There is also the matter of ineptitude. The fiasco of the current (2016) budget is a good, or bad, example of the government’s collective ineptitude despite the presence of individual capabilities. A budget that was passed with two-thirds majority in a divided parliament became the most amended and altered budget in history. Hardly a single proposal in the budget could be implemented without second guessing and reconsideration, including the intervention of the Supreme Court. The time for the 2017 budget has arrived and the government can hardly claim that it has implemented any of the policies of the current budget.
Now, even the preparation of the 2017 budget is a matter of concern. Two weeks ago, Nimal Sanderatne in his weekly column on economic matters expressed his concern over too many cooks spoiling the soup. It could be worse if they are also bad cooks. It is already a budget by committee even before it goes before the committee stage in parliament. The Prime Minister and the President have set up two ministerial committees for the preparation of the budget, the latter specifically for the purpose of providing input on SLFP policies. But none of the parliamentarians with background in economics appear to be on either committee. And in the current (2016) budget, the Finance Minister did not quite follow the policy framework, if he followed any framework at all, that was laid out by the Prime Minister in parliament in advance of the budget. So, what is cooking this time?

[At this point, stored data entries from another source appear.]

PR #859, opened 2023-08-16
fix: mv init TrackParameters edm4eic to ActsExamples conversion into algorithm

wdconinc:
### Briefly, what does this PR introduce?
This moves the conversion of the initial track parameters into ActsExamples structures from the CKFTracking factory into the algorithm, for improved modularity and algorithm reuse. No other changes. Diffs should come back clean.

### What kind of change does this PR introduce?
- [x] Bug fix (issue #__)
- [ ] New feature (issue #__)
- [ ] Documentation update
- [ ] Other: __

### Please check if this PR fulfills the following:
- [ ] Tests for the changes have been added
- [ ] Documentation has been added / updated
- [ ] Changes have been communicated to collaborators

### Does this PR introduce breaking changes? What changes might users need to make to their code?
No.

### Does this PR change default behavior?
No.

Issue #687, opened 2023-06-01
CKF assumes one track per seed


osbornjd:
Currently the CKF takes the output and puts the information directly into an `Acts::MultiTrajectory` type object, which an additional algorithm `ParticlesFromTrackFit` reads from and translates into an `edm4eic` object. As discussed in the track reconstruction meeting today, the interpretation currently assumes that the CKF only finds one branch per input track seed as shown [here](https://github.com/eic/EICrecon/blob/4620036e6b3940563ba0de8ee12ad851d1b9923c/src/algorithms/tracking/ParticlesFromTrackFit.cc#L52) and [here](https://github.com/eic/EICrecon/blob/4620036e6b3940563ba0de8ee12ad851d1b9923c/src/algorithms/tracking/ParticlesFromTrackFit.cc#L61).  Currently we are basically taking the longest track branch per track seed as "the track", which is probably a very good assumption in no background environments. This likely does not matter for tracking without background as there are probably very few cases where multiple branches per input track seed are found. However, this will (my suspicion is) be a very bad assumption once background is implemented. We should consider modifying this to including all branches for a given track seed, which may then require some algorithm to identify which branch is the best and should be taken as "the track fit" associated to a given track seed.

osbornjd:
Related to this, what is [this](https://github.com/eic/EICrecon/blob/4620036e6b3940563ba0de8ee12ad851d1b9923c/src/algorithms/tracking/ParticlesFromTrackFit.cc#L110-L117) piece of code doing? It appears to be taking all of the found branches from the CKF and then iterating over them as if they are track states, then setting the reconstructed particle momentum and charge to be that of some track state?

PR #860, opened 2023-08-17
feat: produce edm4eic::TrajectoryCollection in CKFTracking 

wdconinc:
This moves the creation of podio output types into the CKFTracking algorithms (it should accept and produce only podio collections), with the assumptions from the previous ParticlesFromTrackFit algorithm. No changes expected (with the exception of changed collection IDs due to the addition of a new output collection).

The CKFTracking algorithm now produces both the desired podio output type and the deprecated ActsExamples::Trajectories, which is still used by some downstream algorithms. Next is to migrate those algorithms over.

The TrackingResult factory and ParticlesFromTrackFit algorithms are now obsolete and removed.

TODO:
- [x] merge #859 first, it is included here

- [ ] Bug fix (issue #__)
- [x] New feature (issue #__)
- [ ] Documentation update
- [ ] Other: __

No.

No.


src/algorithms/tracking/CKFTracking.cc
```diff
@@ -123,24 +159,92 @@ namespace eicrecon {
...
+
+                // Collect the trajectory summary info
+                auto trajectoryState = Acts::MultiTrajectoryHelpers::trajectoryState(mj, trackTip);
+
+                // Create trajectory
+                auto trajectory = trajectories->create();
+
+                trajectory.setChi2(trajectoryState.chi2Sum / trajectoryState.NDF);
+                trajectory.setNdf(trajectoryState.NDF);
+
```
bschmookler, line 199: We should add 

`trajectory.nMeasurements(trajectoryState.nMeasurements);`

etc...

bschmookler: Based on the description here ( https://github.com/eic/EDM4eic/blob/main/edm4eic.yaml#L337), we should do
`
trajectory.setChi2(trajectoryState.chi2Sum);`

wdconinc: Yeah, I was following the EDM4hep plugin convention and didn't know we had picked the opposite convention already.

src/global/tracking/tracking.cc
```diff
@@ -76,43 +76,32 @@ void InitPlugin(JApplication *app) {
...
-            {"CentralCKFTrajectories"},                       // ActsExamples::Trajectories
-            {"outputTrackParameters"},                        // edm4eic::TrackParameters
-            app));
+            {"CentralCKFActsTrajectories"}, "CentralTrackVertices"));
 
     app->Add(new JChainMultifactoryGeneratorT<ParticlesWithTruthPID_factory>(
             "ChargedParticlesWithAssociations",                // Tag name for multifactory
             {"MCParticles",                                    // edm4hep::MCParticle
-            "outputTrackParameters"},                          // edm4eic::TrackParameters
+            "CentralCKFActsTrajectories"},                          // edm4eic::TrackParameters
```
bschmookler, line 94: I don't understand this part. `CentralCKFActsTrajectories ` is a vector of `ActsExamples::Trajectories*` (ACTS multitrajectory). So, I assume we need to rewrite to convert it `edm4eic::TrackParameters` type before passing it to this factory.

bschmookler: ?

wdconinc: Just an incorrect comment. It needs Acts trajectories.

wdconinc: Ok, I see what you mean. Let me revisit and clarify. There is indeed a part missing. The track parameters are linked in the trajectories (both acts and podio) and the PID matching should use the podio trajectories as a start.

src/algorithms/tracking/CKFTracking.cc
```diff
@@ -158,17 +166,85 @@ namespace eicrecon {
...
+                const auto& trackTip = trackTips.front();
+
+                // Collect the trajectory summary info
+                auto trajectoryState = Acts::MultiTrajectoryHelpers::trajectoryState(mj, trackTip);
+
+                // Create trajectory
+                auto trajectory = trajectories->create();
+
+                trajectory.setChi2(trajectoryState.chi2Sum / trajectoryState.NDF);
+                trajectory.setNdf(trajectoryState.NDF);
```
wdconinc, line 198:
```suggestion
                trajectory.setChi2(trajectoryState.chi2Sum);
                trajectory.setNdf(trajectoryState.NDF);
                trajectory.setNMeasurements(trajectoryState.nMeasurements);
```

src/global/tracking/tracking.cc
wdconinc: Resolved in https://github.com/eic/EICrecon/pull/860/commits/0406b6523d7f1609894b71611b965b1d6027d6a5.

wdconinc:
No differences in outputs, except for an additional collection which changes 20 collectionIDs:
- brycecanyon: [diff](https://github.com/eic/EICrecon/actions/runs/6003189947/job/16282598058?pr=860#step:11:72)
- craterlake: [diff](https://github.com/eic/EICrecon/actions/runs/6003189947/job/16282598232?pr=860#step:11:72)

You'll want to download the raw logs and search for `NOT EQUAL`.

bschmookler:
I see that the edm4eic::trackparameters get added into the trajectory here: https://github.com/eic/EICrecon/blob/CKFTracking-podio-outputs/src/algorithms/tracking/CKFTracking.cc#L209

And they now get used to make the ReconstructedChargedParticles and associations here: https://github.com/eic/EICrecon/blob/CKFTracking-podio-outputs/src/algorithms/tracking/ParticlesWithTruthPID.cpp#L33

Will these track parameters also be written out to the EICRecon output file with [this](https://github.com/eic/EDM4eic/blob/b46ba9a94d2c1fd4ef722c23348d87a51923e3fe/edm4eic.yaml#L348) data type?

This can be useful for comparison to the seed outputs (which are saved as edm4eic::trackparameters). For example, we can compare the Acts Loca and Locb values at the seed and track output level.

wdconinc:
> Will these track parameters also be written out to the EICRecon output file with [this](https://github.com/eic/EDM4eic/blob/b46ba9a94d2c1fd4ef722c23348d87a51923e3fe/edm4eic.yaml#L348) data type?

Yes, that's exactly the benefit (or one of them) of this approach. It makes the entire data structure much more transparent instead of locking this up in ACTS structures that we cannot save to the ROOT files.

bschmookler:
Sorry, I'm missing one thing. I see that the trajectory written out here:

https://github.com/eic/EICrecon/blob/CKFTracking-podio-outputs/src/global/tracking/CKFTracking_factory.cc#L81

The trajectory has a onetomany association with the track parameters. But I don't see a factory where edm4eic::TrackParameters gets saved.

wdconinc:
> Sorry, I'm missing one thing.

It was indeed missing one thing ;-) Now it writes the track parameters collections too.

wdconinc:
Since you asked for this ;-)

image
image

bschmookler (dismissed):

bschmookler (approved):

src/algorithms/tracking/ParticlesWithTruthPID.cpp
simonge, line 1: Is there a future motivation for changing this to take the TrajectoryCollection rather than TrackParametersCollection directly? Unless different trajectories can link to the same trackparameter, or a trackparameter in the collection isn't associated with a trajectory, the functionality is unchanged.

wdconinc: One (multi)trajectory based on one seed can have multiple track parameters (happens rarely without background). It will be up to the algorithm creating particles from trajectories to treat this appropriately, for example by selecting the best track parameters in a trajectory, using all of them, or something in between. Passing the trajectory instead of a flat list of parameters allows us to make that decision with more information. See https://github.com/eic/EICrecon/issues/687 as well.

simonge: So for a alternative future implementation of this algorithm? This has just made injecting non-acts tracking into the workflow a little more complicated, I'm yet to understand if the trajectory datatype makes sense for this.

wdconinc: That's for future refinements in the algorithms. Ultimately the ParticlesWithTruthPID algorithm should not even take a Trajectory but a Track. But that's also a future refinement.

src/algorithms/tracking/CKFTracking.cc
```diff
@@ -158,17 +169,99 @@ namespace eicrecon {
...
+                            static_cast<float>(covariance(Acts::eBoundTheta, Acts::eBoundPhi)),
+                            static_cast<float>(covariance(Acts::eBoundTheta, Acts::eBoundQOverP)),
+                            static_cast<float>(covariance(Acts::eBoundPhi, Acts::eBoundQOverP))
+                        },
+                        static_cast<float>(parameter[Acts::eBoundTime]),
+                        sqrt(static_cast<float>(covariance(Acts::eBoundTime, Acts::eBoundTime))),
+                        static_cast<float>(boundParam.charge())};
+
+                    track_parameters->push_back(pars);
+                    trajectory.addToTrackParameters(pars);
```
veprbl, line 251: Fun fact: This is not compatible with EDM4eic 2.0.0. I suppose, it's not practical to support it, but want to point it out.

wdconinc: Right, I forgot to update the minimum. The whole reason for 2.1.0 was to allow this...

wdconinc: https://github.com/eic/EICrecon/pull/885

In addition to the performance gap and the ineptitude, a third area of concern is about the social dimension. Where is the ‘social’ in the "social market economy" that Prime Minister Wickremesinghe is so enamoured with? In New Delhi, the Prime Minister extolled the virtues of removing "tariff and non-tariff barriers that are denying enterprises the opportunity of gaining access to the latest technology and know-how, and depriving our consumers of the best quality of goods and services." The liberalization of trade and the economy over the last four decades has not produced uniform benefits, especially for the people who have to work in the economy to qualify as consumers of "the best quality of goods and service." The concerns of the working people need to be addressed as a condition of any or all new trade initiatives.
More importantly, the working people must be prepared to be worthwhile recipients of "the latest technology and know-how", which requires adequate investment in appropriate education. There is an emerging argument among economists who see the need to prepare for a future of slower economic growth worldwide. The new focus for job creation in the future, it is argued, should be more in the area of education spending than physical infrastructure spending. Sri Lanka needs that more badly than any of its comparator countries in Asia. A new education initiative should be as far reaching as the free education initiative introduced 70 years ago. Making a positive critique of the initiative at that time, Dr NM Perera pointed out the inherent weakness of the free education project insofar as it was not geared to matching the provision of education to employment opportunities and requirements. The mismatch remains even as the proportion of investment in education has been falling well below the requisite levels.